昨年調査では、代理店系・ダイレクト系ともに新型コロナウイルス感染拡大後*1も顧客満足度の維持向上が確認されたが、本年調査では、代理店系の満足度が昨年調査に比べ向上した。代理店系においては満足度を構成する5ファクター中、「契約内容/契約手続き」「価格」「保険証券」「事故対応/保険金支払」の4ファクターで前年を10ポイント以上上回り、特に「契約内容/契約手続き」における「手続き方法の豊富さ」の満足度が前年から最も向上した。代理店系保険会社においてもホームページで契約や更新の手続きができたり、スマートフォンアプリで保険証券の管理ができるなど選択肢が増えてきていることが、満足度向上に貢献していると考えられる。
*1保険開始日が新型コロナウイルス感染拡大前の 2020 年 2 月までのデータと 3 月以降の データに分けて比較した。
ドライブレコーダー特約の契約者が徐々に増え、契約者の満足度も高い
一般社団法人電子情報技術産業協会によると、2020年度のドライブレコーダーの出荷台数は460万台で、2年連続して400万台を上回った。また、2021年自動車保険事故対応満足度調査SMによると、自動車保険事故連絡者のうちドライブレコーダーを装着している割合は、2019年は30%、2020年は42%であったが、2021年では48%と年々上昇し、約半数の事故連絡者が装着している。本調査ではドライブレコーダー特約の契約有無を聴取しているが、代理店系とダイレクト系の合計で2019年調査では2%、2020年調査では4%、2021年調査では5%と徐々に増えている。
また、ドライブレコーダー特約の契約をしている顧客の総合満足度は全体の総合満足度よりも高い傾向が見られる。代理店系において、ドライブレコーダー特約契約者の総合満足度は、2019年には代理店系平均に対し+13ポイントの650ポイントであったが、2020年には+66ポイントの701ポイント、2021年には+65ポイントの710ポイントと2年連続して代理店系平均を大きく上回っている。

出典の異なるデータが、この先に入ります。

Issue #95, opened 2024-01-28
Support externally managed Kubernetes Control Planes


prometherion:
**Describe the solution you'd like**

Cluster API supports referencing a third-party Control Plane Provider, such as [Kamaji](https://github.com/clastix/cluster-api-control-plane-provider-kamaji).

The Control Plane provider will be responsible for provisioning a Control Plane backed by a Kubernetes API Server which will be used by the infrastructure cluster with the `controlPlaneEndpoint` contract.

The current version of CAPMOX doesn't consider this, requiring to know the Control Plane endpoint in advance.

https://github.com/ionos-cloud/cluster-api-provider-proxmox/blob/0033e2954e5fc70029fe64fae1daf641a24dcd2b/internal/webhook/proxmoxcluster_webhook.go#L99-L108

Kamaji has successfully integrated with other infrastructure providers by relying on externally managed Control Planes: this approach has been taken into consideration on other CAPI infrastructure providers we worked with.

**Anything else you would like to add:**

To avoid breaking the current UX, it could be useful to have a knob to skip the ControlPlane endpoint address for the given `ProxmoxCluster`.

J.D. パワー グローバル・ビジネス・インテリジェンス部門 常務執行役員 梅澤希一のコメント
「本年の調査では代理店系保険会社における顧客満足度が向上しているが、こうした背景には新型コロナウイルス感染拡大を契機に、各社がニューノーマルへの対応として自動車保険の契約プロセスにも非接触化やネット対応の高度化を強化し、ホームページやスマートフォンアプリでの印鑑レスやペーパーレスの契約・更新手続きができるなど選択肢が増えてきていることがあると考えられる。今後はウェブと窓口やチャットボットから有人チャットなどチャネル間の連携強化が、一層の満足度向上の観点から重要であると考えられる。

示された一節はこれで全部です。